Adaptive basis selection for functional data analysis via stochastic penalization

Cezar A.F. Anselmo; Ronaldo Dias; Nancy L. Garcia

Departamento de Estatística, IMECC, UNICAMP Caixa Postal 6065 - 13081-970 Campinas, SP, Brazil, E-mails: cafa@ime.unicamp.br/ dias@ime.unicamp.br/ nancy@ime.unicamp.br

ABSTRACT

We propose an adaptive method of analyzing a collection of curves which can be, individually, modeled as a linear combination of spline basis functions. Through the introduction of latent Bernoulli variables, the number of basis functions, the variance of the error measurements and the coefficients of the expansion are determined. We provide a modification of the stochastic EM algorithm for which numerical results show that the estimates are very close to the true curve in the sense of L₂ norm.

Mathematical subject classification: Primary: 62G05, Secondary: 65D15.

Key words: basis functions, SEM algorithm, functional statistics, summary measures, splines, non-parametric data analysis, registration.

1 Introduction

It is very common to have data that comes as samples of functions, that is, the data are curves. Such curves can be obtained either from an on-line measuring process, where we have the data collected continuously in time or from a smoothing process applied to discrete data. Functional Data Analysis (FDA) is a set of techniques that can be used to study the variability of functions from a sample as well as its derivatives. The major goal is to explain the variability within and among the functions. For an extensive discussion of such techniques see Ramsay and Silverman (2002).

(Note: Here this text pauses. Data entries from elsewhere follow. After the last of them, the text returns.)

PR #1864, opened 2024-06-24
✨ Events Component

joshbermanssw:
As per email from @adamcogan 

> 1. After “Trusted By” propose a design for “Events” and get it checked by someone CCed
> 
> 2. You can get the next events from NDC’s site eg. NDC Porto
> 
> 3. Include past events eg. NDC Oslo
> 
> 4. Compare with other sites eg. DevExpress, Progress and Infragistics 
> 
> 5. Implement and get it checked by xx
> 

I have created a custom 3d design of our tina llama and a low poly earth.

https://github.com/tinacms/tina.io/assets/137844305/5af80c77-ed73-482b-9507-c25305885753

**Figure: Events Component**


components/blocks/VerticalCards.template.ts
```diff
@@ -0,0 +1,33 @@
...
+      ui: {
+        itemProps: (item) => ({
+          key: item.id,
+          label: item.headline,
+        }),
+      },
+      fields: [
+        { name: 'headline', label: 'Headline', type: 'string' },
+        { name: 'description', label: 'Description', type: 'string' },
+        { name: 'timeDate', label: 'Time and Date', type: 'string' },
```
bradystroud, line 25: Shouldn't this field be a `datetime` rather than a `string`?

components/blocks/VerticalCards.template.ts
```diff
@@ -0,0 +1,33 @@
...
+      list: true,
+      ui: {
+        itemProps: (item) => ({
+          key: item.id,
+          label: item.headline,
+        }),
+      },
+      fields: [
+        { name: 'headline', label: 'Headline', type: 'string' },
+        { name: 'description', label: 'Description', type: 'string' },
```
bradystroud, line 24: if there is too many characters in these fields it will looks bad on the UI :( 
You can avoid this by adding some validation 
https://tina.io/docs/extending-tina/validation/

components/blocks/VerticalCards.template.ts
```diff
@@ -0,0 +1,33 @@
...
+        { name: 'timeDate', label: 'Time and Date', type: 'string' },
+        { name: 'location', label: 'Location', type: 'string' },
+        { name: 'price', label: 'Price', type: 'string' },
```
bradystroud, line 27: Consider making this a number not a string

I dont really see the value in having the price... I'd prefer to remove it.

components/blocks/VerticalCards.template.ts
```diff
@@ -0,0 +1,33 @@
...
+        { name: 'image', label: 'Image', type: 'string' },
```
bradystroud, line 28: Consider making this a image not a string

components/blocks/VerticalCards.tsx
```diff
@@ -0,0 +1,63 @@
+import Link from 'next/link';
+import React from 'react';
+import css from 'styled-jsx/css';
+import Globe from './zzGlobe'; // Import the Globe component
+
+const Card = ({ cardItem }) => (
+  <Link href={cardItem.link || "#"}>
+    <div className="relative p-6 m-4 rounded-md group flex flex-col lg:flex-row bg-gradient-to-br from-white/25 via-white/50 to-white/75 break-inside-avoid rounded-xl shadow-md transform transition-transform duration-300 hover:scale-105 transform-origin-center">
+      <div className="w-full lg:w-1/3 lg:h-full mb-4 lg:mb-0 mr-0 lg:mr-6">
+        <img src={cardItem.image} alt={cardItem.headline} className="object-cover w-full h-full" />
```
bradystroud, line 10: Use Next/Image

components/blocks/VerticalCards.tsx
```diff
@@ -0,0 +1,63 @@
...
+      </div>
+      <div className="flex-grow flex flex-col">
+        <h2 className="font-bold text-3xl mb-2">{cardItem.headline}</h2>
```
bradystroud, line 13: Looking at the headings hierarchy, I think this should be a h3

bradystroud (commented):
Realized this was a draft PR halfway through reviewing... I thought I'd leave the comments here anyway

components/blocks/VerticalCards.tsx
```diff
@@ -0,0 +1,63 @@
+import Link from 'next/link';
+import React from 'react';
+import css from 'styled-jsx/css';
```
JackDevAU, line 3: I think we should stop using this package. 

Can you use `StyledComponents` or Tailwind instead

components/blocks/VerticalCards.tsx
```diff
@@ -0,0 +1,63 @@
...
+import Globe from './zzGlobe'; // Import the Globe component
```
JackDevAU, line 4: Should this Globe be called `zzGlobe`?

components/blocks/VerticalCards.template.ts
joshbermanssw: no because dateTime only supports a singular date, we want to be able to have the option to have from x -> y dates or just x date

components/blocks/VerticalCards.template.ts
joshbermanssw: removed description as per designers wants anywhomst

components/blocks/VerticalCards.template.ts
joshbermanssw: removed price

components/blocks/VerticalCards.tsx
joshbermanssw: ✅

components/blocks/VerticalCards.tsx
joshbermanssw: ✅

components/blocks/VerticalCards.tsx
joshbermanssw: was still WIP at this stage

components/blocks/VerticalCards.tsx
joshbermanssw: ✅

components/ui/Globe.tsx
bradystroud, line 1: Needs to handle nulls so you can add with Tina

image

bradystroud (changes requested):

components/ui/Globe.tsx
```diff
@@ -0,0 +1,196 @@
...
+        activePosition.y < 0 ? targetPosition[0] = targetPosition[0] - 30 : targetPosition[0] = targetPosition[0] - 5
+
+        const targetGeometric = new THREE.Vector3(...geographicToCartesian(targetPosition[0], targetPosition[1], 3));
+        const distance = targetGeometric.distanceTo(center);
+
+        // if (distance < restrictedRadius) {
+        //   const direction = targetGeometric.clone().normalize();
+        //   //targetGeometric.copy(direction.multiplyScalar(restrictedRadius));
+        // }
+
```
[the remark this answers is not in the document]
joshbermanssw: done

components/ui/Globe.tsx
joshbermanssw: fixed - please re-test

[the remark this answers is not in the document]
joshbermanssw: 1. Done 
2. ❌

bradystroud (approved):
Looks pretty good, as per our many conversations, there is still improvements to be made but this is great so far 🚀🦙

In this paper, we assume that each curve can be modeled as a linear combination of B-splines functions. The coefficients of the expansion can be obtained by the least square method. However, in doing so, we get a solution for which the number of basis functions equals the number of observations, achieving interpolation of the data. Interpolation is not desirable since we have noisy data. To avoid this problem we propose a new method to regularize the solution using stochastic penalization. This is possible through the introduction of latent Bernoulli random variables which indicate the subset of basis to be selected and consequently the dimension of the space.

Before applying the model we have to understand the different sources of variability for curves. Variability for functions can be of two types: range and phase. The range variability gives the common pattern to each individual or function. Phase variability, on the other hand, can mask the common pattern of the functions. The usual situation, where both sources of variability are present, require complex estimation techniques. As an example, we can think about height, it is well known that the growth velocity is very high for young children and slows down as the age increases. Different children have different growth velocities in scale (range variation) as well as in time (phase variation). The mean function - also called (cross-)sectional mean - is a descriptive statistic which is widely used to give a rough idea of the process generating the curves. Figures 1.1-1.3 show some examples of variability. Notice in Figure 1.3 that the cross-sectional mean can be very misleading in the presence of phase variability. For all simulated results in this section we used a low variance noise to better illustrate each individual curve.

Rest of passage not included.